A few details make the configuration easier to live with. The first time an administrator saves a model, a key is required. After that, the model name or the endpoint address can change without re-typing the secret. Leaving the key blank keeps the stored one. Supplying a new key replaces the old one. Every save and every removal of the configuration is recorded in the audit trail, with the provider, the model name, and (for an on-prem endpoint) the address. The key itself, encrypted or not, never appears in those records.

Compatibility and testing

For an on-prem or self-hosted model, the only contract Piprio depends on is the OpenAI chat-completions protocol with structured JSON output. If the endpoint honors that, Piprio can drive it. The endpoint does not have to match any Piprio-specific format.

Before committing a model to live extraction, an administrator can test it. The test sends one small, extraction-shaped request to the provider and reports whether the round trip worked. A pass means the model answered and returned a value Piprio could read. A failure comes back with a plain reason rather than a raw error, so an administrator can tell apart the cases that matter: the key was rejected, the model name was not found, the model does not return structured JSON, the endpoint could not be reached, or the call took too long. The test names which one happened, and it reports how long the call took, so a fast rejection looks different from a slow timeout.

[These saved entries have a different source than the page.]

PR #3536, opened 2020-12-28
Allow opening main menu by right-clicking anywhere on the GUI

mkruselj:
Similar to middle mouse modulation arming, utilize LastChanceEventCapture. Had to change one method and a member from private to public to make it happen, so gonna wait on @baconpaul to sanction the change.


baconpaul:
No problem making it public. Looks great. Clever idea. Go ahead!

PR #3557, opened 2021-01-01
Linux: Make libcurl dependency optional, decouple from target arch

mvf:


baconpaul:
Oh cool
We should also make the regtest not run if CURL isn't present on linux. 
Hold on...

baconpaul:
Yeah see line 771 of UnitTestsIO?
We should probably add after that something glike

#if LINUX && ! GET_WITH_CURL
skiptests = true
#endif 

or what not.

mvf:
Got it, I'll add that. Mostly wanted to avoid releasing 1.8 with a mandatory dep that isn't really used yet.

baconpaul:
Yeah great. Super smart.

Hey are you online? Have one tiny thing to discuss with you which kinda guides some things I'm doing on SC3.

baconpaul:
In fact perhaps the thing to do - since we changed our mind and decided to not use this in 18 - is to just comment out the entire thing to avoid the dep on win and mac also (although it is way more harmless there). Will ponder. but this change is good with the test update too - thank you!

mvf:
Alright, I'll close this then. Not sure what's up with the ARM cross pipeline. It can't find some internal libc header...

baconpaul:
Oh no we should keep this around! I can look at that ARM thing but I bet it is just because my CURL scope isn't right in the code.

baconpaul:
(Keep it open so I don't forget to pull this into a branch and do the bigger fix at least. lets not merge it)

baconpaul:
Addressed sin #3558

Saving and testing are independent. Piprio does not force a passing test before saving, so an administrator can stage a configuration ahead of an endpoint coming online. A model that does not actually work will surface that the next time extraction runs.

Asynchronous by design

Extraction never runs inside the screens a team uses. It runs in the background, on its own. Opening a document, reviewing a label, or browsing the queue does not wait on a model call, and a slow or stuck model never freezes the interface. This holds whether the model is Piprio's own or one the organization brought, and it is why a slow on-prem endpoint degrades into slower extractions rather than a slower product.

Fallback behavior

There is no automatic switching between models. Once an organization has its own model configured, every extraction uses it. If that model becomes unreachable, returns a bad key, or rejects a request, the affected document's extraction is marked as failed with the reason attached, rather than quietly falling back to Piprio's model. That choice is deliberate: a regulated customer that requires its own model would not want document content silently routed elsewhere because of a transient outage.

To return to Piprio's own model, an administrator removes the configuration. With no model on file, an organization extracts through the platform default exactly as it did before any model was set.